Even the names we refer to them by suggest that one of these two guys is viewed very differently from the other. I’ve instinctively slipped into referring to the mayor of London by his first name: he’s always Sadiq, not Khan, just as his predecessors were Boris and Ken. But, despite Eoin Clarke’s brief attempt to promote his 2015 leadership campaign with a twitter feed called “Labour Andy”, Burnham is still Burnham: formal, not familiar. 

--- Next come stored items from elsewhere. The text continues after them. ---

PR #1363, opened 2025-11-19
Use telescope object

eschnett:


lib/utils/CHORDTelescope.cpp
```diff
@@ -875,12 +914,27 @@ void CHORDTelescope::set_dish_info(const kotekan::Config& config, const std::str
...
-}
 
+    using std::max;
+
+    // Create and fill dish grid
+    _dish_grid = dishGrid(_num_dishes_x, _num_dishes_y);
+    for (int dish = 0; dish < _num_dishes; ++dish) {
+        const dishInfo& dish_info = get_dish_at_idx(dish);
+        if (dish_info.type == DishType::Fake)
+            continue;
```
geoffryan, line 931: You might want to include Fake dishes here, if, for instance we're running pathfinder but only have 27 dishes plugged in?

I’ve a few theories to explain all this, though I’ve no idea which is correct. For a while I’ve assumed it’s about sincerity. When Sadiq Khan mentions his dad’s bus for the 257th time in a day, he does it with a wink to the audience, making a crack about the fact he won’t stop going on about it. That way, the message gets through to the punters at home who are only half listening, but the bored lobby hacks who’ve heard this routine two dozen times before feel they’re in the joke.

Burnham, it seems to me, lacks this lightness of touch: when he won’t stop banging on about the fact he grew up in the north, it feels uncomfortably like he means it. And to take yourself seriously in politics is sometimes to invite others to make jokes at your expense.

Then again, perhaps the problem is that Burnham isn’t quite sincere enough. Sadiq Khan genuinely is the son of a bus-driving immigrant: he may keep going on about it, but it is at least true. Burnham’s “just a northern lad” narrative is true, too, but excludes some crucial facts: that he went to Cambridge, and was working in Parliament aged 24. Perhaps that shouldn’t change how we interpret his story; but I fear, nonetheless, it does.

Maybe that’s not it, though: maybe I’m just another London media snob. Because Burnham did grow up at the disadvantaged end of the country, a region where, for too many people, chasing opportunities means leaving. The idea London is a city where the son of a bus driver can become mayor flatters our metropolitan self-image; the idea that a northerner who wants to build a career in politics has to head south at the earliest opportunity does the opposite. 

So if we roll our eyes when Burnham talks about the north, perhaps that reflects badly on us, not him: the opposite of northern chippiness is southern snobbery.

There’s one last possibility for why we may rate Sadiq Khan more highly than Andy Burnham: Sadiq Khan won. We can titter a little at the jokes and the fibs but he is, nonetheless, mayor of London. Andy Burnham is just the bloke who lost two Labour leadership campaigns.

At least – for now. In six weeks time, he’s highly likely to the first mayor of Greater Manchester. Slipperiness is not the worst quality in a mayor; and so much of the job will be about banging the drum for the city, and the region, that Burnham’s tendency to wear his northernness on his sleeve will be a positive boon.

Sadiq Khan’s stature has grown because the fact he became London’s mayor seems to say something, about the kind of city London is and the kind we want it to be. Perhaps, after May, Andy Burnham can do the same for the north – and the north can do the same for Andy Burnham.